Stored items
PR #4953, opened 2020-08-18
Pingv2 fallback

sudiksha27:
**Goals (and why)**:
Fallback to ping if pingV2 throws, this is being done to support services where there is no concept of schema.

- Hit ping if pingV2 throws.

- Added new tests

- Hitting ping when pingV2 throws with status other than 404.

Small

By end of week

### DIFF
--- a/atlasdb-config/src/test/java/com/palantir/atlasdb/SinglePingableLeaderTest.java
+++ b/atlasdb-config/src/test/java/com/palantir/atlasdb/SinglePingableLeaderTest.java
@@ -91,8 +91,8 @@ public class SinglePingableLeaderTest {
         availableServer.stubFor(PING_V2_MAPPING.willReturn(WireMock.aResponse().withStatus(200)
                 .withBody("{\"isLeader\":false}")));
         pingerWithVersion(OrderableSlsVersion.valueOf("1.1.1")).pingLeaderWithUuid(REMOTE_UUID);
-        assertLegacyPingRequestsMade(1);
-        assertPingV2RequestsMadeAreAtMost(0);
+        assertPingV2RequestsMadeAreExactly(1);
+        assertLegacyPingRequestsMade(0);
     }
 
 
@@ -117,19 +117,22 @@ public class SinglePingableLeaderTest {
     public void verifyPingRequests(int totalNumOfPings, int verifyLegacyPingRequests) {
         LeaderPinger pinger = pingerWithVersion(OrderableSlsVersion.valueOf("1.1.1"));
         IntStream.range(0, totalNumOfPings).forEach(idx -> pinger.pingLeaderWithUuid(REMOTE_UUID));
-
-        List<LoggedRequest> requests = WireMock.findAll(WireMock.getRequestedFor(WireMock.urlMatching(PING_V2)));
-        assertThat(requests.size()).isLessThan(totalNumOfPings);
-        assertPingV2RequestsMadeAreAtMost(verifyLegacyPingRequests);
+        assertPingV2RequestsMadeAreAtMost(totalNumOfPings);
+        assertLegacyPingRequestsMade(verifyLegacyPingRequests);
     }
 
     public void assertPingV2RequestsMadeAreAtMost(int count) {
-        List<LoggedRequest> requests = WireMock.findAll(WireMock.getRequestedFor(WireMock.urlMatching(PING)));
+        List<LoggedRequest> requests = WireMock.findAll(WireMock.getRequestedFor(WireMock.urlMatching(PING_V2)));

▶ Assignment
Write the entries out again in full, exactly as they appear above.

▶ Task solution
PR #4953, opened 2020-08-18
Pingv2 fallback

sudiksha27:
**Goals (and why)**:
Fallback to ping if pingV2 throws, this is being done to support services where there is no concept of schema.

- Hit ping if pingV2 throws.

- Added new tests

- Hitting ping when pingV2 throws with status other than 404.

Small

By end of week

### DIFF
--- a/atlasdb-config/src/test/java/com/palantir/atlasdb/SinglePingableLeaderTest.java
+++ b/atlasdb-config/src/test/java/com/palantir/atlasdb/SinglePingableLeaderTest.java
@@ -91,8 +91,8 @@ public class SinglePingableLeaderTest {
         availableServer.stubFor(PING_V2_MAPPING.willReturn(WireMock.aResponse().withStatus(200)
                 .withBody("{\"isLeader\":false}")));
         pingerWithVersion(OrderableSlsVersion.valueOf("1.1.1")).pingLeaderWithUuid(REMOTE_UUID);
-        assertLegacyPingRequestsMade(1);
-        assertPingV2RequestsMadeAreAtMost(0);
+        assertPingV2RequestsMadeAreExactly(1);
+        assertLegacyPingRequestsMade(0);
     }
 
 
@@ -117,19 +117,22 @@ public class SinglePingableLeaderTest {
     public void verifyPingRequests(int totalNumOfPings, int verifyLegacyPingRequests) {
         LeaderPinger pinger = pingerWithVersion(OrderableSlsVersion.valueOf("1.1.1"));
         IntStream.range(0, totalNumOfPings).forEach(idx -> pinger.pingLeaderWithUuid(REMOTE_UUID));
-
-        List<LoggedRequest> requests = WireMock.findAll(WireMock.getRequestedFor(WireMock.urlMatching(PING_V2)));
-        assertThat(requests.size()).isLessThan(totalNumOfPings);
-        assertPingV2RequestsMadeAreAtMost(verifyLegacyPingRequests);
+        assertPingV2RequestsMadeAreAtMost(totalNumOfPings);
+        assertLegacyPingRequestsMade(verifyLegacyPingRequests);
     }
 
     public void assertPingV2RequestsMadeAreAtMost(int count) {
-        List<LoggedRequest> requests = WireMock.findAll(WireMock.getRequestedFor(WireMock.urlMatching(PING)));
+        List<LoggedRequest> requests = WireMock.findAll(WireMock.getRequestedFor(WireMock.urlMatching(PING_V2)));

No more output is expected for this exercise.